The University of Illinois’s saliva-based PCR test has been available in New Zealand on a private basis since January, thanks to the University’s New Zealand partner, Rako Science. Rako has advertised that it can test up to ten thousand people per day. Its collection method does not require scarce nurses for sample collection and can be scaled up much more readily. Depending how long it takes to get samples to the lab, it can provide results in about four hours. The Ministry of Health, for months, inexplicably refused to consider adding this option to the government’s testing regime.
But the real testing job is an order of magnitude larger still, if we want to turn Delta into Iota.
The Ministry of Health has reported transmission among essential workers in Auckland. This type of transmission has made it difficult for New South Wales to control its outbreak.
The government could, today, order a couple million rapid antigen tests. They are broadly available. It could distribute those test kits to every essential workplace in Auckland and require that every essential worker be tested every day before starting work.
It could be a condition of a Level 4 modified to suit Delta.
Within about fifteen minutes, each worker’s result would be available. Infectious workers could be sent to government testing stations for confirmation. And workplace transmission would be sharply reduced.

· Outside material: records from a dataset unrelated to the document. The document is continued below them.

Issue #33, opened 2021-05-22
Implement group support


PaulHuwe:
Needs to be implemented once table styles are decided upon.

PaulHuwe:
Depends on issue #24

nden:
There's no need for group extension support (like the one in jwst) for Roman.

PR #40, opened 2021-05-23
Added group schema.

PaulHuwe:
This PR is to add the group schema.

Tests: Passes standard tests

Docs: Unneeded

Ticket: [#33]

### DIFF
--- a/src/rad/resources/manifests/datamodels-1.0.yaml
+++ b/src/rad/resources/manifests/datamodels-1.0.yaml
@@ -29,6 +29,12 @@ tags:
   title: Pixel area array
   description: |-
     The schema for the pixel area array
+# Helper Object Modules
+- tag_uri: asdf://stsci.edu/datamodels/roman/tags/group-1.0.0
+  schema_uri: asdf://stsci.edu/datamodels/roman/schemas/group-1.0.0
+  title: Group parameter schema
+  description: |-
+    Group parameter schema
 # Metadata Modules
 - tag_uri: asdf://stsci.edu/datamodels/roman/tags/exposure-1.0.0
   schema_uri: asdf://stsci.edu/datamodels/roman/schemas/exposure-1.0.0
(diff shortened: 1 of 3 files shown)


PaulHuwe:
This depends on Issue #24

src/rad/resources/schemas/group-1.0.0.yaml
```diff
@@ -0,0 +1,48 @@
+%YAML 1.1
```
perrygreenfield, line 1: Let's defer this until Ed and I settle the table question. Hopefully very soon, but support in the library may depend on the solution. I doubt this is needed by subsequent steps or am I wrong?

PaulHuwe: DQ needs the table structure defined as well, so this needs to be resolved very soon.

perrygreenfield: Well, that is an issue for DQ. But is this particular table holding up development?

PaulHuwe: Consulted with RCAL team, and the group table is not holding up development at present, just the dq.

src/rad/resources/manifests/datamodels-1.0.yaml
```diff
@@ -29,6 +29,12 @@ tags:
   title: Pixel area array
   description: |-
     The schema for the pixel area array
+# Helper Object Modules
+- tag_uri: asdf://stsci.edu/datamodels/roman/tags/group-1.0.0
```
eslavich, line 33: Is group really intended to be a tagged object?  In the ASDF this will look something like this:

```yaml
group: !asdf://stsci.edu/datamodels/roman/tags/group-1.0.0
  group: !core/ndarray-1.0.0
    datatype: ...
```

(the double "group" is because the tagged object must be assigned to some property, but the schema for group also requires a property called "group")

src/rad/resources/schemas/group-1.0.0.yaml
perrygreenfield: After further discussions, we are at somewhat of a loss to understand why we need a group schema at all. It isn't clear yet that any JWST pipeline step that Roman would be using would ever use this information, and if it did, we likely could put this information into the data model without getting it from an ASDF file.

PaulHuwe:
We are dropping the group schema & datamodel as per the 06/22/21 Roman Development meeting.

Issue #34, opened 2021-05-22
Implement photom support


PaulHuwe:
Needs to be implemented once table styles are decided upon.

PaulHuwe:
Depends on issue #24

stscijgbot-rstdms:
_This issue is tracked on JIRA as [RAD-20](https://jira.stsci.edu/browse/RAD-20)._

stscijgbot-rstdms:
_Comment by [Paul Huwe](https://jira.stsci.edu/secure/ViewProfile.jspa?name=phuwe) on [JIRA](https://jira.stsci.edu/browse/RAD-20?focusedCommentId=535090#comment-535090):_

This has been fully implemented, complete with newly required testing, PR comments addressed, PR approved and merged.

PR #41, opened 2021-05-23
Added photom support.

PaulHuwe:
This PR is to add photom.

Tests: Passes standard tests

Docs: Unneeded

Ticket: [#34]

### DIFF
--- a/src/rad/resources/schemas/reference_files/wfi_img_photom-1.0.0.yaml
+++ b/src/rad/resources/schemas/reference_files/wfi_img_photom-1.0.0.yaml
@@ -14,7 +14,7 @@ properties:
     title: Photometric flux conversion factors table
     type: object
     patternProperties:
-      "^('F062'|'F087'|'F106'|'F129'|'W146'|'F158'|'F184'|'GRISM'|'PRISM'|'DARK'|'ENGINEERING')$":
+      "^(F062|F087|F106|F129|W146|F158|F184|GRISM|PRISM|DARK|ENGINEERING)$":
         type: object
         properties:
           photmjsr:
--- a/src/rad/resources/schemas/reference_files/wfi_img_photom-1.0.0.yaml
+++ b/src/rad/resources/schemas/reference_files/wfi_img_photom-1.0.0.yaml
@@ -12,16 +12,18 @@ properties:
       - $ref: ref_common-1.0.0
   phot_table:
     title: Photometric flux conversion factors table
-    # Should this be an Astropy Table?
-    datatype:
-      - name: optical_element
-        datatype: [ascii, 12]
-      - name: photmjsr
-        title: surface brightness, in MJy/steradian
-        datatype: float32
-      - name: uncertainty
-        title: uncertainty of surface brightness, in MJy/steradian
-        datatype: float32
+    type: object
+    patternProperties:
+      "^('F062'|'F087'|'F106'|'F129'|'W146'|'F158'|'F184'|'GRISM'|'PRISM'|'DARK'|'ENGINEERING')$":
+        type: object
+        properties:
+          photmjsr:
+            title: surface brightness, in MJy/steradian
+            datatype: float32
+          uncertainty:
+            title: uncertainty of surface brightness, in MJy/steradian
+            datatype: float32
+    additionalProperties: false
 required: [meta, phot_table]
 flowStyle: block
 propertyOrder: [meta, phot_table]
--- a/src/rad/resources/schemas/reference_files/wfi_img_photom-1.0.0.yaml
+++ b/src/rad/resources/schemas/reference_files/wfi_img_photom-1.0.0.yaml
@@ -23,6 +23,7 @@ properties:
           uncertainty:
             title: uncertainty of surface brightness, in MJy/steradian
             datatype: float32
+        required: [photmjsr, uncertainty]
     additionalProperties: false
 required: [meta, phot_table]
 flowStyle: block
--- a/src/rad/resources/schemas/reference_files/wfi_img_photom-1.0.0.yaml
+++ b/src/rad/resources/schemas/reference_files/wfi_img_photom-1.0.0.yaml
@@ -1,0 +1,28 @@
+%YAML 1.1
+---
+$schema: asdf://stsci.edu/datamodels/roman/schemas/rad_schema-1.0.0
+id: asdf://stsci.edu/datamodels/roman/schemas/reference_files/wfi_img_photom-1.0.0
+
+title: WFI imaging photometric flux conversion data model
+
+type: object
+properties:
+  meta:
+    allOf:
+      - $ref: ref_common-1.0.0
+  phot_table:
+    title: Photometric flux conversion factors table
+    # Should this be an Astropy Table?
+    datatype:
+      - name: optical_element
+        datatype: [ascii, 12]
+      - name: photmjsr
+        title: surface brightness, in MJy/steradian
+        datatype: float32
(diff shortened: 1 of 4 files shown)


PaulHuwe:
This depends on Issue #24

src/rad/resources/schemas/reference_files/wfi_img_photom-1.0.0.yaml
```diff
@@ -0,0 +1,28 @@
...
+title: WFI imaging photometric flux conversion data model
+
+type: object
+properties:
+  meta:
+    allOf:
+      - $ref: ref_common-1.0.0
+  phot_table:
+    title: Photometric flux conversion factors table
+    # Should this be an Astropy Table?
```
ddavis-stsci, line 15: I think this would be a natural place to use an astropy table. This is well isolated, the only other JWST code that uses it in in TSO mode and we don't need to worry about that.

ddavis-stsci (approved):
LGTM

src/rad/resources/schemas/reference_files/wfi_img_photom-1.0.0.yaml
perrygreenfield: There are few enough optical elements that I wonder if an astropy table is overkill. I think a more natural organization is a dict where the keys are optical elements, and the contents of each are a dict with keys `photmjsr `and `uncertainty`. In other words, the properties are any one of the permitted optical elements, and the contents are another object with properties photmisr and uncertainty. I think JSONSchema provides a compact way of describing this, but I will look that up and add it (after having Ed grade my work).

```
type: object
patternProperties:
  "^('filter1'|'filter2'|'bozofilter3')$" :
    type: object
    properties:
      photmjsr:
        type: number
        title: blah, blah, blah megajanskies(?) per steradian
      uncertainty;
        type: number
        title: uncertainty of photmjsr
additionalProperties: false
```

src/rad/resources/schemas/reference_files/wfi_img_photom-1.0.0.yaml
```diff
@@ -0,0 +1,28 @@
...
+    datatype:
```
eslavich, line 16: If we end up going with ndarray like this `datatype` validator suggests, we'll also need a `tag` validator

src/rad/resources/schemas/reference_files/wfi_img_photom-1.0.0.yaml
```diff
@@ -0,0 +1,30 @@
...
+type: object
+properties:
+  meta:
+    allOf:
+      - $ref: ref_common-1.0.0
+  phot_table:
+    title: Photometric flux conversion factors table
+    type: object
+    patternProperties:
+      "^('F062'|'F087'|'F106'|'F129'|'W146'|'F158'|'F184'|'GRISM'|'PRISM'|'DARK'|'ENGINEERING')$":
```
eslavich, line 17: The single quotes here require that the value include literal single quotes.  Is that really what we want?  The ASDF file will have to look something like this:

```yaml
phot_table:
  "'F062'":
    photmjsr: ...
    uncertainty: ...
```

src/rad/resources/schemas/reference_files/wfi_img_photom-1.0.0.yaml
```diff
@@ -0,0 +1,30 @@
...
+        type: object
+        properties:
+          photmjsr:
```
eslavich, line 20: Is this missing a "required" validator for photmjsr and uncertainty?

tests/test_schemas.py
```diff
@@ -14,6 +15,8 @@
     u for u in asdf.get_config().resource_manager
     if u.startswith(SCHEMA_URI_PREFIX) and u != METASCHEMA_URI
 ]
+WFI_OPTICAL_ELEMENTS = ["F062", "F087", "F106", "F129", "W146", "F158", "F184", "GRISM", "PRISM",
```
eslavich, line 18: Rather than maintain a source of truth here, I recommend declaring that the enum list in the wfi_mode-1.0.0 schema is canonical, and read the values from there.

tests/test_schemas.py
```diff
@@ -119,3 +122,29 @@ def callback(node):
             assert node["tag"] in valid_tag_uris
 
     asdf.treeutil.walk(schema, callback)
+
+
+# Confirm that WFI_OPTICAL_ELEMENTS matches the optical_element keyword attribute in wfi_mode.yaml
+def test_verify_optical_element_list(schema):
```
eslavich, line 128: If you take the suggestion up above on reading WFI_OPTICAL_ELEMENTS from wfi_mode-1.0.0, then this test won't be necessary.

tests/test_schemas.py
```diff
@@ -119,3 +122,29 @@ def callback(node):
...
+                assert node.get("type") == "object"
+                wfi_mode_oe_lst = list(node["properties"]["optical_element"]["enum"])
+                assert (set(wfi_mode_oe_lst) == set(WFI_OPTICAL_ELEMENTS))
+
+        asdf.treeutil.walk(schema, callback)
+
+
+# Confirm that the optical_element filter in wfi_img_photom.yml matches WFI_OPTICAL_ELEMENTS
+def test_matched_optical_element_entries(schema):
+    if (schema['id'].rsplit("/")[-1].split("-")[0] == "wfi_img_photom"):
```
eslavich, line 141: It takes some time to set up and tear down a test, and this will show up in the results as one passing test per schema.  I'd advise that we drop the "schema" fixture and instead look up the schema of interest by URI.

tests/test_schemas.py
```diff
@@ -119,3 +122,29 @@ def callback(node):
...
+        def callback(node):
+            if isinstance(node, Mapping) and "propertyOrder" in node:
+                assert node.get("type") == "object"
+                phot_table_keys = list(node["properties"]["phot_table"]["patternProperties"])
+                r = re.compile(phot_table_keys[0])
+                for element_str in WFI_OPTICAL_ELEMENTS:
+                    assert r.search("'" + element_str + "'")
+
+        asdf.treeutil.walk(schema, callback)
```
eslavich, line 150: I don't know that we need to walk the schema when we know the path already:

```python
phot_table_keys = list(schema["properties"]["phot_table"]["patternProperties"])
```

Why are employers not doing this on their own as part of normal health and safety prudence? The tests are currently prohibited in New Zealand. In April 2020, the government banned all point-of-care tests unless they are approved by MedSafe, and MedSafe has not seen fit to approve any tests. Pedants might argue that this does not constitute a ban, but banning anything that has not been approved while deciding not to approve any options sounds an awful lot like a ban. It is unclear whether MedSafe has even evaluated any options.
The most plausible justification for the ban is that the government feared people would fail to report positive results, or would take undue comfort in early negative results before viral load increased, and contribute to outbreaks.
Whatever the merits of the ban prior to Delta, it makes little sense in the context of a Delta outbreak with transmission among essential workers. Providing rapid antigen tests to essential employers, such as hospitals, care homes, and supermarkets, would provide an additional layer of protection. If the government did not want to purchase the tests for those employers, it could at least ease the ban on them.
Antigen tests at essential workplaces would help turn infectious Delta cases into Iota cases. They would prevent a lot of further infection and misery, and would help reduce the duration of lockdown.
The government’s ban on point-of-case testing must end.